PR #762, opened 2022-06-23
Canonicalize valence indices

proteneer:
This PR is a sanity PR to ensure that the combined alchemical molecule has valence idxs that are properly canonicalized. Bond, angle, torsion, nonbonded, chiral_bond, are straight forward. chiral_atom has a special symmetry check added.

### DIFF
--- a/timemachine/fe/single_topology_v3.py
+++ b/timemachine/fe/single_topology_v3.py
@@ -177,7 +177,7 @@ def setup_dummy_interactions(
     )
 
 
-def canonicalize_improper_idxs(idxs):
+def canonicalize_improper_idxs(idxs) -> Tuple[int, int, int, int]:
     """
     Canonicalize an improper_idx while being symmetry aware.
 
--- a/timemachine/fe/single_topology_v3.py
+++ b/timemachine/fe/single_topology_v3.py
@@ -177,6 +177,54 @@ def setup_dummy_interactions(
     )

==

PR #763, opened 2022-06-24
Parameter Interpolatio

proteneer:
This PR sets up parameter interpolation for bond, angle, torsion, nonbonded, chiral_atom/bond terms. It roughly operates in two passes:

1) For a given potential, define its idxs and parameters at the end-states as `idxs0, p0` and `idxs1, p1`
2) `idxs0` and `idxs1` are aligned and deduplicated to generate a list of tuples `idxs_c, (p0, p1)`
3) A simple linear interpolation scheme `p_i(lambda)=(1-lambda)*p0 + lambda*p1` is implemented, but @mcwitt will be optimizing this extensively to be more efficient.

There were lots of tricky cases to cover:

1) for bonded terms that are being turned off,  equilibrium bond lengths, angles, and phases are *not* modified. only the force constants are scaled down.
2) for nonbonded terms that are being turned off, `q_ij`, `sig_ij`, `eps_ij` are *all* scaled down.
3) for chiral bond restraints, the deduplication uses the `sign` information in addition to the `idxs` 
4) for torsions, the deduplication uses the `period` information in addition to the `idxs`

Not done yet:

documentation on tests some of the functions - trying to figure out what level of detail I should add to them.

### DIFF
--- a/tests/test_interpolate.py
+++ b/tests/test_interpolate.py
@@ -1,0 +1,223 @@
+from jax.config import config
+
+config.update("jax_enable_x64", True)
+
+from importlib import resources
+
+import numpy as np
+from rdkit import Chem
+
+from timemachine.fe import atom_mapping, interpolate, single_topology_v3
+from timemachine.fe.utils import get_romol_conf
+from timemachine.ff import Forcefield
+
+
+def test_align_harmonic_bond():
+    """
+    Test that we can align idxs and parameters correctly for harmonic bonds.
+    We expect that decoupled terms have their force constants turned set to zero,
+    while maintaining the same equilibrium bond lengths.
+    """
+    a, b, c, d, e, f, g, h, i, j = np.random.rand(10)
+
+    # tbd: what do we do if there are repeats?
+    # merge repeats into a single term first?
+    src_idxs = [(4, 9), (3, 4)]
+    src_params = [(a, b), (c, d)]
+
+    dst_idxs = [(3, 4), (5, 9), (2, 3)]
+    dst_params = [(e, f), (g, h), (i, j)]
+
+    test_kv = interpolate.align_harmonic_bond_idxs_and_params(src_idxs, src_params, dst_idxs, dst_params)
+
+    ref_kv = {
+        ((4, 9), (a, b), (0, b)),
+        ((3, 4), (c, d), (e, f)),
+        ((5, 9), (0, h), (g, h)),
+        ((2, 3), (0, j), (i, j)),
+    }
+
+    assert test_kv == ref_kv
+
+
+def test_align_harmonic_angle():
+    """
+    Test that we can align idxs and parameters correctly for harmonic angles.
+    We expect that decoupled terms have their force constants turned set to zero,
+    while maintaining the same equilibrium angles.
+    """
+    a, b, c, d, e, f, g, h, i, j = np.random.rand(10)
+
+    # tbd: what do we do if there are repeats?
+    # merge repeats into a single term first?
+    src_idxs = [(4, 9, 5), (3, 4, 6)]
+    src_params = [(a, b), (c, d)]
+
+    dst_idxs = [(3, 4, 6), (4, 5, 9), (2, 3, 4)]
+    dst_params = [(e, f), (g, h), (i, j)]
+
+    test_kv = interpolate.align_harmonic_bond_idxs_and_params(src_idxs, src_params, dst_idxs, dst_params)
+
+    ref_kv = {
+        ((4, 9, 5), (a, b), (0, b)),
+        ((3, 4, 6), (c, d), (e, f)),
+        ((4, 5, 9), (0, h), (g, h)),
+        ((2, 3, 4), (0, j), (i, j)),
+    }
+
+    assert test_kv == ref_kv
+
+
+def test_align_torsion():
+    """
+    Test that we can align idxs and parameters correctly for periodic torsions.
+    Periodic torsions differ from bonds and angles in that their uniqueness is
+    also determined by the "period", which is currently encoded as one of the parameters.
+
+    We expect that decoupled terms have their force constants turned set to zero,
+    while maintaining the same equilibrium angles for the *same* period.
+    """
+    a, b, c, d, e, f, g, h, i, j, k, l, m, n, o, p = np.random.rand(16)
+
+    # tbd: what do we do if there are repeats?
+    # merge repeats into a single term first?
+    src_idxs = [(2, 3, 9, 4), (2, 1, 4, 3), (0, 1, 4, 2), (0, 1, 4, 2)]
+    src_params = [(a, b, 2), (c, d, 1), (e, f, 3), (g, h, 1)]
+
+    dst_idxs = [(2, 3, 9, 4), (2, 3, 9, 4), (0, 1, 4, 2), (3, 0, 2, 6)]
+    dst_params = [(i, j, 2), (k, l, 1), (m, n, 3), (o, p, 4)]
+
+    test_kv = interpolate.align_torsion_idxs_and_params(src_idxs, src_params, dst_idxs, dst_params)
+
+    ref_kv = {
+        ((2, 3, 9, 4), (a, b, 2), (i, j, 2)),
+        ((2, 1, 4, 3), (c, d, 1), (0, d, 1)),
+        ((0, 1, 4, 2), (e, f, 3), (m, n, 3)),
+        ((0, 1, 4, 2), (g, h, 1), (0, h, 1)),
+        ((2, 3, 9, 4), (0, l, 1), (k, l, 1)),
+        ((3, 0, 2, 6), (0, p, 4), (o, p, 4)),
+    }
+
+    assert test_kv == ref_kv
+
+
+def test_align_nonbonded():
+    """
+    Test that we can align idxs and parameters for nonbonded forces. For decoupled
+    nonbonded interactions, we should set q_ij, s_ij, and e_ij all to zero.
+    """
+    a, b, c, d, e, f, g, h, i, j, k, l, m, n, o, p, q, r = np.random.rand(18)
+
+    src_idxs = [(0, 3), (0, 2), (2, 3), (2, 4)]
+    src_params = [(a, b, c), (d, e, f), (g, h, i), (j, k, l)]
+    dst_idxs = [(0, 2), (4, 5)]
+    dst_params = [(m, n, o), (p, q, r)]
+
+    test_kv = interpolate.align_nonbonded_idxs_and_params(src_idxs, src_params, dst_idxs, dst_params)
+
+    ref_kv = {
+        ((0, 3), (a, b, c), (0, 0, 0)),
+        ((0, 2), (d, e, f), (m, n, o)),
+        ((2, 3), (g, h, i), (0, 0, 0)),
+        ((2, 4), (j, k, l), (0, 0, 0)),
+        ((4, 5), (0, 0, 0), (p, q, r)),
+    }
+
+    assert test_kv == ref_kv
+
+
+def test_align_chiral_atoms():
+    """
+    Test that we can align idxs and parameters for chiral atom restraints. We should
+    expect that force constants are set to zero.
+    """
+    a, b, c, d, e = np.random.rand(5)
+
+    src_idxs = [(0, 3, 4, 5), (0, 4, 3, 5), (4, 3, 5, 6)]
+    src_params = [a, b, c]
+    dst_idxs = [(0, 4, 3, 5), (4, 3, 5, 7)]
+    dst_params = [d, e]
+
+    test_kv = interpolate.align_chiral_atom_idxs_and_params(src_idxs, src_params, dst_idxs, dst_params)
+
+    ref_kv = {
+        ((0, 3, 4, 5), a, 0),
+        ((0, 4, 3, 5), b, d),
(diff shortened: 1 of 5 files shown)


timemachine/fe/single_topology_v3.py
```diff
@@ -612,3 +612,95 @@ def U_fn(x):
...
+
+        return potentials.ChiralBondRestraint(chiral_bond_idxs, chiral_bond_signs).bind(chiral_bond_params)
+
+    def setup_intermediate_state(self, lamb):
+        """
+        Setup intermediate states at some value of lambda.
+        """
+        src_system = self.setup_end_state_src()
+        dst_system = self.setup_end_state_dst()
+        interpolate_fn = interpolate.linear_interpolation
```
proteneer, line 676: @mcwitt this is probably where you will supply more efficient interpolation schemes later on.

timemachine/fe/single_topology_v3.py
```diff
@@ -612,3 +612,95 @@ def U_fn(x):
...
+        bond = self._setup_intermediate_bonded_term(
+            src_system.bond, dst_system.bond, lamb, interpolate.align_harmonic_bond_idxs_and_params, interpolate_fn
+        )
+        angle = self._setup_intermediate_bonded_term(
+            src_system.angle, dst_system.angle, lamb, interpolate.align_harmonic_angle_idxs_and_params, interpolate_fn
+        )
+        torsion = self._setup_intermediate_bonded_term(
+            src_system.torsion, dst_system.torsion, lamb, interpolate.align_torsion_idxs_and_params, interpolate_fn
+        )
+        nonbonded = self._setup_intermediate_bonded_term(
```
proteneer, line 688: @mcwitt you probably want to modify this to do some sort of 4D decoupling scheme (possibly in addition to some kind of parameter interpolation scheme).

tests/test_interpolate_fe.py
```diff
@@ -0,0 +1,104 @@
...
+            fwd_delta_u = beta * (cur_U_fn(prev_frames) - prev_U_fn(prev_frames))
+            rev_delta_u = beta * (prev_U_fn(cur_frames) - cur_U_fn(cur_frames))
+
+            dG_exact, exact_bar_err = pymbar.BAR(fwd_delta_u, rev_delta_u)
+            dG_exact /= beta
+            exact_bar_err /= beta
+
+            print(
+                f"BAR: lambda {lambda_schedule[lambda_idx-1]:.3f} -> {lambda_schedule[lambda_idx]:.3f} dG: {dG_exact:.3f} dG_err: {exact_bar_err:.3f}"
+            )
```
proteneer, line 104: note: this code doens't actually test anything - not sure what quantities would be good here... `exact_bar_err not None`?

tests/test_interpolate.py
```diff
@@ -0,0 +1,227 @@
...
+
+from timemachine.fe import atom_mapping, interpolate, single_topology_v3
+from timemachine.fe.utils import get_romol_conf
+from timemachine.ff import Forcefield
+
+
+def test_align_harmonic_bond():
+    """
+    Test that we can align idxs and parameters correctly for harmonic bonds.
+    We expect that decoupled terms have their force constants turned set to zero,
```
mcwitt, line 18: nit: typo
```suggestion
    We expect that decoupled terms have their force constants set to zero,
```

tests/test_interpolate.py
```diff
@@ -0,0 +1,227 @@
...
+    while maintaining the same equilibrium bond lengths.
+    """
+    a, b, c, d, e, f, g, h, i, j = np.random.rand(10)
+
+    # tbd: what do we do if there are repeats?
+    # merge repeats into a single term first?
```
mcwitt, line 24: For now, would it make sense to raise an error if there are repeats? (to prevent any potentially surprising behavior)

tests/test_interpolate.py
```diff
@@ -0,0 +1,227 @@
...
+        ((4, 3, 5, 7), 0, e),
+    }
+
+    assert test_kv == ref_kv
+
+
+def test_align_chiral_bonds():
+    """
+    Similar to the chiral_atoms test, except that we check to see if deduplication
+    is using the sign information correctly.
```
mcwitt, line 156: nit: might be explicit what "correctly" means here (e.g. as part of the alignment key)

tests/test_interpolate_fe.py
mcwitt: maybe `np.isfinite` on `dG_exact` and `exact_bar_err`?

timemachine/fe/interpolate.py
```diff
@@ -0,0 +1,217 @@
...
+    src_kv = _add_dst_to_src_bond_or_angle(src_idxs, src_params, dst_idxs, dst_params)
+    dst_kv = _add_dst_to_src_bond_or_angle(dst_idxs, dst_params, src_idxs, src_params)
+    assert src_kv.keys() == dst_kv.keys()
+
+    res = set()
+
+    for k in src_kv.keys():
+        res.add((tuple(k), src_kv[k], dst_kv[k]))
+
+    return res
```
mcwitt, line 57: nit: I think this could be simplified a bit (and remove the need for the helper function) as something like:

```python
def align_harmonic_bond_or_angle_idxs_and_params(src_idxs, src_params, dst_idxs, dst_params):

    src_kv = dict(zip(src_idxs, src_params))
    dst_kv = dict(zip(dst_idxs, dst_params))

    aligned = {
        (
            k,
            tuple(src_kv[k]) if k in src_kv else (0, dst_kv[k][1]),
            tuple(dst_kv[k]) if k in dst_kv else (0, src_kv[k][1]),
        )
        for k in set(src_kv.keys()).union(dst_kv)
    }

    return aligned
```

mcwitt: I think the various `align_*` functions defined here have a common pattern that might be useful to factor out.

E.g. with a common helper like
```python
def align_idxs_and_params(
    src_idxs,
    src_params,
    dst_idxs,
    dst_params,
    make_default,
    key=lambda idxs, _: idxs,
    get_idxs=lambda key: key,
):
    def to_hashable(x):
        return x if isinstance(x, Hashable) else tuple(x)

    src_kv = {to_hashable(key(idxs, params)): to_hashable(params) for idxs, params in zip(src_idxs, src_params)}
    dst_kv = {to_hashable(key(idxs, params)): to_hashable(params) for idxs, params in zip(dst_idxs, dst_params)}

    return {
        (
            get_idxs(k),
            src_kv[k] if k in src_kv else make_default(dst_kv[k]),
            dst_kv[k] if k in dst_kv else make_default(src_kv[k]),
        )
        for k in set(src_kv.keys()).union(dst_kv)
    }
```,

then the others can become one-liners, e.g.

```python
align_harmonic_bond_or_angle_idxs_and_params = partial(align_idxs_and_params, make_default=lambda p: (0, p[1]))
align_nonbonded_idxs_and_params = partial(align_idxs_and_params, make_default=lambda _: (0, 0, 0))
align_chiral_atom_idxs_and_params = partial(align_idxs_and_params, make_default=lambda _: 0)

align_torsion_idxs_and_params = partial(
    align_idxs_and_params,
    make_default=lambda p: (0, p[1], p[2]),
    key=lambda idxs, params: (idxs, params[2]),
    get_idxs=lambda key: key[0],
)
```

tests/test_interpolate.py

---

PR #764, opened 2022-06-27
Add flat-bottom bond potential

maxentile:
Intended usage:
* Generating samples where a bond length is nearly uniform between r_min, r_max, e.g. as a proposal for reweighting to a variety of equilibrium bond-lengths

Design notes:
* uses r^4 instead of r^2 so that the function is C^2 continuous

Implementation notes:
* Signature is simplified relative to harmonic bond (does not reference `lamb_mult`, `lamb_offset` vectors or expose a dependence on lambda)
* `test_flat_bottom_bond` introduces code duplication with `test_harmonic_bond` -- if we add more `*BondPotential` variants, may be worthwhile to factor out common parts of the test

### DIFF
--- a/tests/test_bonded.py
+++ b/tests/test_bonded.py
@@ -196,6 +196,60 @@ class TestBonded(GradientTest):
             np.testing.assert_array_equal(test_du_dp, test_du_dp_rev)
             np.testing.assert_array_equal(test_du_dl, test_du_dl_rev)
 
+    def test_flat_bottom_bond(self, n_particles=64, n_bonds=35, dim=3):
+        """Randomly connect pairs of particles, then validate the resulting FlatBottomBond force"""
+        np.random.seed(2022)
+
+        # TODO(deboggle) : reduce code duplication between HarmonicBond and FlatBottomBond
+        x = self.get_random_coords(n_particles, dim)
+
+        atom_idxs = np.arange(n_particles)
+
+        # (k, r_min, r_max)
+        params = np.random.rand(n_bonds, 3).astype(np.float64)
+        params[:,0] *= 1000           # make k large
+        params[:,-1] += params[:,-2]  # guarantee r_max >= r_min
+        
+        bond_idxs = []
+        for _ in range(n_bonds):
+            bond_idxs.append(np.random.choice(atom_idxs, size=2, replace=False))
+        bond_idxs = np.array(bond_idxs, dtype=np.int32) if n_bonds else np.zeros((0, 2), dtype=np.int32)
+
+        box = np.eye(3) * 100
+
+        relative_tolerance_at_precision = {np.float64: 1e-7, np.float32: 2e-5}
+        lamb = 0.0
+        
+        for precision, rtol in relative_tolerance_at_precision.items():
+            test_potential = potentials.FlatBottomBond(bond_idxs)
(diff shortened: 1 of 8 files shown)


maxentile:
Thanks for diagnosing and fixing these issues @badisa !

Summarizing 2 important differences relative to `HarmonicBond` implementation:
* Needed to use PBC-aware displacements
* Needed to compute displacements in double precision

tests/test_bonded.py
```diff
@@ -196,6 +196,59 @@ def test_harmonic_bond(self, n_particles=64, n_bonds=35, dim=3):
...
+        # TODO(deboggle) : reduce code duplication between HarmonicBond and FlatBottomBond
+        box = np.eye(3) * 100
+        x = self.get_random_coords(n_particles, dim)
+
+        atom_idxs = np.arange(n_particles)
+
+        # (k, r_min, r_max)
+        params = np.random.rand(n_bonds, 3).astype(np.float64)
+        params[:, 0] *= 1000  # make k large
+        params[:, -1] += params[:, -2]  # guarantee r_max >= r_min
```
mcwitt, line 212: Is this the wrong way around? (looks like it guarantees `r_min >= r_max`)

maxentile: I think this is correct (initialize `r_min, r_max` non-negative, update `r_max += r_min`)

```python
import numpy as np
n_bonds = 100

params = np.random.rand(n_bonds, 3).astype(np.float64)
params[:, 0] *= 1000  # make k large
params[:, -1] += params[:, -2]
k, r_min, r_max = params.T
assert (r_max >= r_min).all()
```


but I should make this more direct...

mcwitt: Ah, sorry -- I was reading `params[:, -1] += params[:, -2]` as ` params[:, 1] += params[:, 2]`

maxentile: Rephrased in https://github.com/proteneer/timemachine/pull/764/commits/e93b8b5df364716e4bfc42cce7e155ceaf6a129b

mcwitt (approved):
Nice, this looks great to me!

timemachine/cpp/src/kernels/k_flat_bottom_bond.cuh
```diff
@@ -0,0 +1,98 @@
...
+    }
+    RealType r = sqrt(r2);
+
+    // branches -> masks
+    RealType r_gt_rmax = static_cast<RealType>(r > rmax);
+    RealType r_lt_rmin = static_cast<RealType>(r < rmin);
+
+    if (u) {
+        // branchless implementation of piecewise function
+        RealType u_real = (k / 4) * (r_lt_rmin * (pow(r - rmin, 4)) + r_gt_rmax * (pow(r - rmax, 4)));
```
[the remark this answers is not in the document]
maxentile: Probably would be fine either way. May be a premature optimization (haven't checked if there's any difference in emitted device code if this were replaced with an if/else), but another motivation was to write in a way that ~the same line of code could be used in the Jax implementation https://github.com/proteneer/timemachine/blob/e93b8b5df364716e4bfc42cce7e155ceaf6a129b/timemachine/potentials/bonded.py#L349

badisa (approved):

Exercise details:
Copy out every line of the listing that includes the string "efficient".

Result of the exercise:
3) A simple linear interpolation scheme `p_i(lambda)=(1-lambda)*p0 + lambda*p1` is implemented, but @mcwitt will be optimizing this extensively to be more efficient.
proteneer, line 676: @mcwitt this is probably where you will supply more efficient interpolation schemes later on.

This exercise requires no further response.